Ever since John Dryden rendered the Aeneid into English and Alexander Pope performed the same task for the Iliad and the Odyssey, translation has been a high-prestige outlet for the epic imagination. My facility with Homeric Greek is a happy but now distant memory. Like most other readers I depend now on translators, and some recent versions of Homer make a point of accommodating ancient language and conventions to contemporary usage. Book 23 of the Iliad narrates the funeral games staged by the Greeks to memorialize Patroclus. In a poem as grim as the Iliad, the athletic contests offer one of the few occasions for levity. In his version of the boxing match, Robert Fagles introduces a comic touch of his own when Epeus puts himself forward with a confident boast: “I am the greatest!” That the voice of Muhammad Ali should suddenly break into a poem 3,000 years old shrinks the gap of time between contemporary American readers and the heroes on the plains of Troy. There is a similar effect in Fagles's rendition of the chariot race when Menelaus yells at one of his reckless competitors, “Antilochus—you drive like a maniac! Hold your horses!” The second exclamation evokes a Western wagon train, while the first momentarily visualizes the chariot as a hot rod. When Stanley Lombardo tackled Book 23 a phrase drawn from African American slapstick slipped into Odysseus's prayer to Athena to aid him in the footrace: “Hear me, goddess, and don't fail my feet now.” Athena obliges by causing the race's leader, Ajax, to stumble into a pile of cattle dung. “Shit! The goddess tripped me up,” Ajax complains with an expletive more American than Hellenic. The most recent translator of Homer, Emily Wilson, offers a fast-paced and plainspoken Odyssey with a strong rhythmic beat. Steering clear of Lombardo's vulgarism and Fagles's anachronism, she still strips her lines of the coatings of high style. Unapologetically, in her “translator's note,” she alerts readers to her preference for contemporary demotic language. “My Homer does not speak in your grandparents’ English, since that language is no closer to the wine-dark sea than your own.” Wilson's principle echoes Dryden's ambition for translation, more than three centuries ago: “to make Virgil speak such English, as he himself wou’d have spoken, if he had been born in England, and in this present Age.”

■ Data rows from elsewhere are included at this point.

PR #2920, opened 2023-09-11
Add enterprise actions permissions endpoints and reorg files

RickleAndMortimer:
PR following #2518


RickleAndMortimer:
I'm not sure what approach I should take to resolve the duplicated code. It seems like both enterprise and organization versions of the permissions just swap the url of the endpoint. 

`
func (s *ActionsService) ListEnabledReposInOrg(ctx context.Context, owner string, opts *ListOptions) (*ActionsEnabledOnOrgRepos, *Response, error) {
	u := fmt.Sprintf("orgs/%v/actions/permissions/repositories", owner)
	u, err := addOptions(u, opts)
	if err != nil {
		return nil, nil, err
	}

	if err != nil {
		return nil, nil, err
	}

	repos := &ActionsEnabledOnOrgRepos{}
	resp, err := s.client.Do(ctx, req, repos)
	if err != nil {
		return nil, resp, err
	}

	return repos, resp, nil
}
`

`
func (s *ActionsService) ListEnabledOrgsInEnterprise(ctx context.Context, owner string, opts *ListOptions) (*ActionsEnabledOnEnterpriseOrgs, *Response, error) {
	u := fmt.Sprintf("enterprises/%v/actions/permissions/organizations", owner)
	u, err := addOptions(u, opts)
	if err != nil {
		return nil, nil, err
	}

	if err != nil {
		return nil, nil, err
	}

	orgs := &ActionsEnabledOnEnterpriseOrgs{}
	resp, err := s.client.Do(ctx, req, orgs)
	if err != nil {
		return nil, resp, err
	}

	return orgs, resp, nil
}
`

github/enterprise_actions_allowed_test.go
```diff
@@ -0,0 +1,93 @@
...
+}
+
+func TestEnterpriseService_EditActionsAllowed(t *testing.T) {
+	client, mux, _, teardown := setup()
+	defer teardown()
+	input := &ActionsAllowed{GithubOwnedAllowed: Bool(true), VerifiedAllowed: Bool(false), PatternsAllowed: []string{"a/b"}}
+
+	mux.HandleFunc("/enterprises/e/actions/permissions/selected-actions", func(w http.ResponseWriter, r *http.Request) {
+		v := new(ActionsAllowed)
+		json.NewDecoder(r.Body).Decode(v)
```
WillAbides, line 59:
```suggestion
		assertNilError(t, json.NewDecoder(r.Body).Decode(v))
```

github/enterprise_actions_permissions_test.go
```diff
@@ -0,0 +1,221 @@
...
+
+func TestEnterpriseService_EditActionsPermissions(t *testing.T) {
+	client, mux, _, teardown := setup()
+	defer teardown()
+
+	input := &ActionsPermissionsEnterprise{EnabledOrganizations: String("all"), AllowedActions: String("selected")}
+
+	mux.HandleFunc("/enterprises/e/actions/permissions", func(w http.ResponseWriter, r *http.Request) {
+		v := new(ActionsPermissionsEnterprise)
+		json.NewDecoder(r.Body).Decode(v)
```
WillAbides, line 60:
```suggestion
		assertNilError(t, json.NewDecoder(r.Body).Decode(v))
```

github/enterprise_actions_permissions.go
```diff
@@ -0,0 +1,152 @@
...
+
+func (a ActionsPermissionsEnterprise) String() string {
+	return Stringify(a)
+}
+
+// ActionsEnabledOnEnterpriseOrgs represents all the repositories in an enterprise for which Actions is enabled.
+type ActionsEnabledOnEnterpriseOrgs struct {
+	TotalCount    int             `json:"total_count"`
+	Organizations []*Organization `json:"organizations"`
+}
```
WillAbides, line 30:
```suggestion
// ActionsEnabledOnEnterpriseOrgs represents all the repositories in an enterprise for which Actions is enabled.
type ActionsEnabledOnEnterpriseOrgs struct {
	TotalCount    int             `json:"total_count"`
	Organizations []*Organization `json:"organizations"`
}

// ActionsPermissionsEnterprise represents a policy for allowed actions in an enterprise.
//
// GitHub API docs: https://docs.github.com/en/rest/actions/permissions
type ActionsPermissionsEnterprise struct {
	EnabledOrganizations *string `json:"enabled_organizations,omitempty"`
	AllowedActions       *string `json:"allowed_actions,omitempty"`
	SelectedActionsURL   *string `json:"selected_actions_url,omitempty"`
}

func (a ActionsPermissionsEnterprise) String() string {
	return Stringify(a)
}
```

This is kind of hacky, but it clears the duplicate code issue.

WillAbides (commented):
Just some suggestions to make it pass lint. I'll do a full review later today.

github/enterprise_actions_permissions.go
```diff
@@ -0,0 +1,152 @@
...
+	if err != nil {
+		return resp, err
+	}
+
+	return resp, nil
+}
+
+// AddEnabledOrgInEnterprise adds an organization to the list of selected organizations that are enabled for GitHub Actions in an enterprise.
+//
+// GitHub API docs: https://docs.github.com/en/rest/actions/permissions#enable-a-selected-organization-for-github-actions-in-an-enterprise
```
WillAbides, line 118:
```suggestion
// GitHub API docs: https://docs.github.com/enterprise-cloud@latest/rest/actions/permissions#enable-a-selected-organization-for-github-actions-in-an-enterprise
```

github/enterprise_actions_permissions.go
```diff
@@ -0,0 +1,152 @@
...
+	if err != nil {
+		return resp, err
+	}
+
+	return resp, nil
+}
+
+// RemoveEnabledOrgInEnterprise removes an organization from the list of selected organizations that are enabled for GitHub Actions in an enterprise.
+//
+// GitHub API docs: https://docs.github.com/en/rest/actions/permissions#disable-a-selected-organization-for-github-actions-in-an-enterprise
```
WillAbides, line 137:
```suggestion
// GitHub API docs: https://docs.github.com/enterprise-cloud@latest/rest/actions/permissions#disable-a-selected-organization-for-github-actions-in-an-enterprise
```

WillAbides (changes requested):
This looks good except for a few doc urls that need to be updated to point to enterprise-cloud.

WillAbides (approved):

gmlewis:
According to our CONTRIBUTING.md:

---

## Other notes on code organization ##

Currently, everything is defined in the main `github` package, with API methods
broken into separate service objects. These services map directly to how
the [GitHub API documentation][] is organized, so use that as your guide for
where to put new methods.

Code is organized in files also based pretty closely on the GitHub API
documentation, following the format `{service}_{api}.go`. For example, methods
defined at <https://docs.github.com/en/rest/webhooks/repos> live in
[repos_hooks.go][].

[GitHub API documentation]: https://docs.github.com/en/rest
[repos_hooks.go]: https://github.com/google/go-github/blob/master/github/repos_hooks.go

---

and I would like to preserve this convention to the best of our ability.
So I'm thinking that the `ActionsService` calls should be kept in files starting with `actions_*.go`.

Although I'm trying to catch up on a large backlog, I don't want to rush this one through without thinking about it, which is going to involve looking at the official docs and trying to make sense of which API calls belong to which `Service`, and therefore belong in which source file. If you would like to do the mapping, that would be great, otherwise I think I will ponder on this one until I figure out what seems to be the correct mapping according to this repo's conventions.

gmlewis:
Ah, I see that I had the [same challenges][https://github.com/google/go-github/pull/2518#discussion_r1004485038] with #2518 as well.

gmlewis:
For reference, here are the affected endpoints and their official docs locations:

| Endpoint | Official Docs URL |
| --- | --- |
| GET orgs/%v/actions/permissions/repositories | https://docs.github.com/en/rest/actions/permissions#list-selected-repositories-enabled-for-github-actions-in-an-organization |
| PUT orgs/%v/actions/permissions/repositories | https://docs.github.com/en/rest/actions/permissions#set-selected-repositories-enabled-for-github-actions-in-an-organization |
| PUT orgs/%v/actions/permissions/repositories/%v | https://docs.github.com/en/rest/actions/permissions#enable-a-selected-repository-for-github-actions-in-an-organization |
| DELETE orgs/%v/actions/permissions/repositories/%v | https://docs.github.com/en/rest/actions/permissions#disable-a-selected-repository-for-github-actions-in-an-organization |
| GET enterprises/%v/actions/permissions/selected-actions | https://docs.github.com/enterprise-cloud@latest/rest/actions/permissions#get-allowed-actions-and-reusable-workflows-for-an-enterprise |
| PUT enterprises/%v/actions/permissions/selected-actions | https://docs.github.com/enterprise-cloud@latest/rest/actions/permissions#set-allowed-actions-and-reusable-workflows-for-an-enterprise |
| GET enterprises/%v/actions/permissions | https://docs.github.com/enterprise-cloud@latest/rest/actions/permissions#get-github-actions-permissions-for-an-enterprise |
| PUT enterprises/%v/actions/permissions | https://docs.github.com/enterprise-cloud@latest/rest/actions/permissions#set-github-actions-permissions-for-an-enterprise |
| GET enterprises/%v/actions/permissions/organizations | https://docs.github.com/enterprise-cloud@latest/rest/actions/permissions#list-selected-organizations-enabled-for-github-actions-in-an-enterprise |
| PUT enterprises/%v/actions/permissions/organizations | https://docs.github.com/enterprise-cloud@latest/rest/actions/permissions#set-selected-organizations-enabled-for-github-actions-in-an-enterprise |
| PUT enterprises/%v/actions/permissions/organizations/%v | https://docs.github.com/enterprise-cloud@latest/rest/actions/permissions#enable-a-selected-organization-for-github-actions-in-an-enterprise |
| DELETE enterprises/%v/actions/permissions/organizations/%v | https://docs.github.com/enterprise-cloud@latest/rest/actions/permissions#disable-a-selected-organization-for-github-actions-in-an-enterprise |

Next step - figure out which filename each endpoint should live in according to our stated goals in `CONTRIBUTING.md`... more later...

gmlewis:
> Next step - figure out which filename each endpoint should live in according to our stated goals in `CONTRIBUTING.md`... more later...

After taking the time to look at all the GitHub documentation linked in the table above, it is now clear to me that all of these endpoints should be available in the `ActionsService` and all endpoints should appear in the file `actions_permissions.go`.

Seeing that there are two flavors of endpoints (those for `Orgs` and those for `Enterprises`), I'm open to two options:

* Option 1: place all endpoints in `actions_permissions.go`, or
* Option 2: split the endpoints into `actions_permissions_orgs.go` for the first four endpoints in the [table above](https://github.com/google/go-github/pull/2920#issuecomment-1728336784) and the remainder into `actions_permissions_enterprise.go`.

I'm fine with either, but I'm betting you might prefer Option 2.  (Note that all new files should have copyright year 2023 according to the Google Open Source legal team when I was there.)

I apologize for the delay, but please proceed using either option above.

Thank you, @RickleAndMortimer !

RickleAndMortimer:
I'll run through option 2, I'll get to updating this PR asap. Thanks for the update!

github/actions_permissions_enterprise.go
```diff
@@ -0,0 +1,152 @@
+// Copyright 2022 The go-github AUTHORS. All rights reserved.
```
gmlewis, line 1:
```suggestion
// Copyright 2023 The go-github AUTHORS. All rights reserved.
```

github/actions_permissions_enterprise_test.go
```diff
@@ -0,0 +1,221 @@
+// Copyright 2022 The go-github AUTHORS. All rights reserved.
```
gmlewis, line 1:
```suggestion
// Copyright 2023 The go-github AUTHORS. All rights reserved.
```

github/actions_permissions_orgs.go
```diff
@@ -0,0 +1,204 @@
+// Copyright 2021 The go-github AUTHORS. All rights reserved.
```
gmlewis, line 1:
```suggestion
// Copyright 2023 The go-github AUTHORS. All rights reserved.
```

github/actions_permissions_orgs_test.go
```diff
@@ -0,0 +1,336 @@
+// Copyright 2021 The go-github AUTHORS. All rights reserved.
```
gmlewis, line 1:
```suggestion
// Copyright 2023 The go-github AUTHORS. All rights reserved.
```

github/actions_permissions_enterprise_test.go
```diff
@@ -0,0 +1,221 @@
...
+	"context"
+	"encoding/json"
+	"fmt"
+	"net/http"
+	"testing"
+
+	"github.com/google/go-cmp/cmp"
+)
+
+func TestEnterpriseService_GetActionsPermissions(t *testing.T) {
```
gmlewis, line 18: Please check all your test names, because the `Service`s have changed.

gmlewis (changes requested):
Instead of completely deleting the methods that are being moved from one service to another, can you instead please mark them as:

```go
// Deprecated: please use `...` instead.
```

That way, this will not be a "Breaking API" PR.

RickleAndMortimer:
I'm planning on just having the functions dealing with organizations as written before this PR and anything enterprise-related has it's own function, so nothing should be deprecated.

github/actions_permissions_orgs.go
```diff
@@ -0,0 +1,204 @@
...
+	p := new(ActionsPermissions)
+	resp, err := s.client.Do(ctx, req, p)
+	if err != nil {
+		return nil, resp, err
+	}
+
+	return p, resp, nil
+}
+
+// ListEnabledRepos lists the selected repositories that are enabled for GitHub Actions in an organization.
```
gmlewis, line 84: I'm surprised the linter didn't catch that this name (`ListEnabledRepos`) doesn't match the method name (`ListEnabledReposInOrg`).
Please fix.

github/actions_permissions_orgs.go
```diff
@@ -0,0 +1,204 @@
...
+	repos := &ActionsEnabledOnOrgRepos{}
+	resp, err := s.client.Do(ctx, req, repos)
+	if err != nil {
+		return nil, resp, err
+	}
+
+	return repos, resp, nil
+}
+
+// SetEnabledRepos replaces the list of selected repositories that are enabled for GitHub Actions in an organization..
```
gmlewis, line 108: ditto

github/actions_permissions_orgs.go
```diff
@@ -0,0 +1,204 @@
...
+
+	resp, err := s.client.Do(ctx, req, nil)
+	if err != nil {
+		return resp, err
+	}
+
+	return resp, nil
+}
+
+// AddEnabledRepos adds a repository to the list of selected repositories that are enabled for GitHub Actions in an organization.
```
gmlewis, line 129: ditto

github/actions_permissions_orgs.go
```diff
@@ -0,0 +1,204 @@
...
+
+	resp, err := s.client.Do(ctx, req, nil)
+	if err != nil {
+		return resp, err
+	}
+
+	return resp, nil
+}
+
+// RemoveEnabledRepo removes a single repository from the list of enabled repos for GitHub Actions in an organization.
```
gmlewis, line 148: ditto

github/actions_permissions_orgs_test.go
```diff
@@ -0,0 +1,336 @@
...
+		fmt.Fprint(w, `{"total_count":2,"repositories":[{"id":2}, {"id": 3}]}`)
+	})
+
+	ctx := context.Background()
+	opt := &ListOptions{
+		Page: 1,
+	}
+	got, _, err := client.Actions.ListEnabledReposInOrg(ctx, "o", opt)
+	if err != nil {
+		t.Errorf("Actions.ListEnabledRepos returned error: %v", err)
```
gmlewis, line 114:
```suggestion
		t.Errorf("Actions.ListEnabledReposInOrg returned error: %v", err)
```

github/actions_permissions_orgs_test.go
```diff
@@ -0,0 +1,336 @@
...
+	}
+
+	want := &ActionsEnabledOnOrgRepos{TotalCount: int(2), Repositories: []*Repository{
+		{ID: Int64(2)},
+		{ID: Int64(3)},
+	}}
+	if !cmp.Equal(got, want) {
+		t.Errorf("Actions.ListEnabledRepos returned %+v, want %+v", got, want)
```
gmlewis, line 122:
```suggestion
		t.Errorf("Actions.ListEnabledReposInOrg returned %+v, want %+v", got, want)
```

github/actions_permissions_orgs_test.go
```diff
@@ -0,0 +1,336 @@
...
+	}
+
+	const methodName = "ListEnabledRepos"
```
gmlewis, line 125:
```suggestion
	const methodName = "ListEnabledReposInOrg"
```

github/actions_permissions_orgs_test.go
```diff
@@ -0,0 +1,336 @@
...
+		testMethod(t, r, "PUT")
+		testHeader(t, r, "Content-Type", "application/json")
+		testBody(t, r, `{"selected_repository_ids":[123,1234]}`+"\n")
+		w.WriteHeader(http.StatusNoContent)
+	})
+
+	ctx := context.Background()
+	_, err := client.Actions.SetEnabledReposInOrg(ctx, "o", []int64{123, 1234})
+	if err != nil {
+		t.Errorf("Actions.SetEnabledRepos returned error: %v", err)
```
gmlewis, line 154:
```suggestion
		t.Errorf("Actions.SetEnabledReposInOrg returned error: %v", err)
```

github/actions_permissions_orgs_test.go
```diff
@@ -0,0 +1,336 @@
...
+	}
+
+	const methodName = "SetEnabledRepos"
```
gmlewis, line 157:
```suggestion
	const methodName = "SetEnabledReposInOrg"
```

github/actions_permissions_orgs_test.go
```diff
@@ -0,0 +1,336 @@
...
+
+	mux.HandleFunc("/orgs/o/actions/permissions/repositories/123", func(w http.ResponseWriter, r *http.Request) {
+		testMethod(t, r, "PUT")
+		w.WriteHeader(http.StatusNoContent)
+	})
+
+	ctx := context.Background()
+	_, err := client.Actions.AddEnabledReposInOrg(ctx, "o", 123)
+	if err != nil {
+		t.Errorf("Actions.AddEnabledRepos returned error: %v", err)
```
gmlewis, line 181:
```suggestion
		t.Errorf("Actions.AddEnabledReposInOrg returned error: %v", err)
```

github/actions_permissions_orgs_test.go
```diff
@@ -0,0 +1,336 @@
...
+	}
+
+	const methodName = "AddEnabledRepos"
```
gmlewis, line 184:
```suggestion
	const methodName = "AddEnabledReposInOrg"
```

github/actions_permissions_orgs_test.go
```diff
@@ -0,0 +1,336 @@
...
+
+	mux.HandleFunc("/orgs/o/actions/permissions/repositories/123", func(w http.ResponseWriter, r *http.Request) {
+		testMethod(t, r, "DELETE")
+		w.WriteHeader(http.StatusNoContent)
+	})
+
+	ctx := context.Background()
+	_, err := client.Actions.RemoveEnabledReposInOrg(ctx, "o", 123)
+	if err != nil {
+		t.Errorf("Actions.RemoveEnabledRepo returned error: %v", err)
```
gmlewis, line 208:
```suggestion
		t.Errorf("Actions.RemoveEnabledReposInOrg returned error: %v", err)
```

github/actions_permissions_orgs_test.go
```diff
@@ -0,0 +1,336 @@
...
+	}
+
+	const methodName = "RemoveEnabledRepo"
```
gmlewis, line 211:
```suggestion
	const methodName = "RemoveEnabledReposInOrg"
```

github/orgs_actions_allowed.go
```diff
@@ -1,63 +0,0 @@
...
-}
-
-func (a ActionsAllowed) String() string {
-	return Stringify(a)
-}
-
-// GetActionsAllowed gets the actions that are allowed in an organization.
-//
-// GitHub API docs: https://docs.github.com/en/rest/actions/permissions#get-allowed-actions-and-reusable-workflows-for-an-organization
-func (s *OrganizationsService) GetActionsAllowed(ctx context.Context, org string) (*ActionsAllowed, *Response, error) {
```
gmlewis, line 29: My point in the last review was that this (and several other) endpoints no longer exist on this `OrganizationsService`, and that it would be better for our users to change all these moved endpoints to something like the following:

```go
// GetActionsAllowed gets the actions that are allowed in an organization.
//
// GitHub API docs: https://docs.github.com/en/rest/actions/permissions#get-allowed-actions-and-reusable-workflows-for-an-organization
// Deprecated: please use `client.Actions.GetActionsAllowed` instead.
func (s *OrganizationsService) GetActionsAllowed(ctx context.Context, org string) (*ActionsAllowed, *Response, error) {
	s2 := (*ActionsService)(s)
	return s2.GetActionsAllowed(ctx, org)
}
```

I believe this should work, but please test it out.

gmlewis (changes requested):

github/orgs_actions_allowed.go
RickleAndMortimer: That makes sense, I'll proceed with that approach then. Thanks for clarifying 👍

RickleAndMortimer:
Should I also add the deleted tests as well for the deprecated functions? seeing as they will be using the functions under the actions service I'm not sure if it is still necessary to do so

gmlewis:
> Should I also add the deleted tests as well for the deprecated functions? seeing as they will be using the functions under the actions service I'm not sure if it is still necessary to do so

Let's please leave them for now so that our Codecov doesn't artificially drop.

Also, I'd like to figure out why it is already dropped a few percent in this PR if we could nail that down...

RickleAndMortimer:
Could the loss of code coverage be from my PR being 10 commits behind? Would that fix the issue or is there something I'm missing

gmlewis:
> Could the loss of code coverage be from my PR being 10 commits behind? Would that fix the issue or is there something I'm missing

Hmmm... I doubt it but will investigate and get back to you...

gmlewis:
Every now and then, `codecov` just has weird reports, and I think this is the case.
We can safely ignore it.  Here's a screenshot:
pr-2920-2023-09-28_12-08-04

RickleAndMortimer:
Disregarding the codecov issue, Is there anything else I should include with this PR?

github/orgs_actions_allowed.go
```diff
@@ -0,0 +1,28 @@
...
+package github
+
+import (
+	"context"
+)
+
+// GetActionsAllowed gets the actions that are allowed in an organization.
+//
+// GitHub API docs: https://docs.github.com/en/rest/actions/permissions#get-allowed-actions-and-reusable-workflows-for-an-organization
+// Deprecated: please use `client.Actions.GetActionsAllowed` instead
```
gmlewis, line 15: nit: I'll commit it - no action necessary.

```suggestion
// Deprecated: please use `client.Actions.GetActionsAllowed` instead.
```

github/orgs_actions_permissions.go
```diff
@@ -0,0 +1,28 @@
...
+package github
+
+import (
+	"context"
+)
+
+// GetActionsPermissions gets the GitHub Actions permissions policy for repositories and allowed actions in an organization.
+//
+// GitHub API docs: https://docs.github.com/en/rest/actions/permissions#get-github-actions-permissions-for-an-organization
+// Deprecated: please use `client.Actions.GetActionsPermissions` instead
```
gmlewis, line 15:
```suggestion
// Deprecated: please use `client.Actions.GetActionsPermissions` instead.
```

github/orgs_actions_permissions.go
```diff
@@ -0,0 +1,28 @@
...
+func (s *OrganizationsService) GetActionsPermissions(ctx context.Context, org string) (*ActionsPermissions, *Response, error) {
+	s2 := (*ActionsService)(s)
+	return s2.GetActionsPermissions(ctx, org)
+}
+
+// EditActionsPermissions sets the permissions policy for repositories and allowed actions in an organization.
+//
+// GitHub API docs: https://docs.github.com/en/rest/actions/permissions#set-github-actions-permissions-for-an-organization
+// Deprecated: please use `client.Actions.EditActionsPermissions` instead
```
gmlewis, line 24:
```suggestion
// Deprecated: please use `client.Actions.EditActionsPermissions` instead.
```

github/orgs_actions_allowed.go
```diff
@@ -0,0 +1,28 @@
...
+func (s *OrganizationsService) GetActionsAllowed(ctx context.Context, org string) (*ActionsAllowed, *Response, error) {
+	s2 := (*ActionsService)(s)
+	return s2.GetActionsAllowed(ctx, org)
+}
+
+// EditActionsAllowed sets the actions that are allowed in an organization.
+//
+// GitHub API docs: https://docs.github.com/en/rest/actions/permissions#set-allowed-actions-and-reusable-workflows-for-an-organization
+// Deprecated: please use `client.Actions.EditActionsAllowed` instead
```
gmlewis, line 24:
```suggestion
// Deprecated: please use `client.Actions.EditActionsAllowed` instead.
```

gmlewis:
> Disregarding the codecov issue, Is there anything else I should include with this PR?

Thank you for your patience and persistence with this PR, @RickleAndMortimer !
LGTM.

As far as I can tell, this is _NOT_ a breaking-API change, which is nice.

Merging.

gmlewis (approved):

RickleAndMortimer:
I could say the same to you as well, thank you for your guidance!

Toward the end of his career, Mark Twain was in demand as an after-dinner speaker when he could be counted on for his distinctive blend of stand-up raillery and impromptu cultural criticism. On the evening of 20 November 1900, at New York's Nineteenth Century Club, the main event was Professor Caleb Thomas Winchester's talk on “The Disappearance of Literature.” Asked to make a response, Twain found himself bemused by Winchester's assertion that there were “no modern epics like Paradise Lost.” Surveying his audience, Twain quipped, “I don't believe any of you have ever read Paradise Lost, and you don't want to. It's a classic, just as Professor Winchester says, and it meets his definition of a classic—something that everybody wants to have read and nobody wants to read.” With a move as smooth as a gymnast's dismount, Twain nailed the landing and dispatched at once classical literature in general, Paradise Lost in particular, and the whole prospect of epics in the modern era.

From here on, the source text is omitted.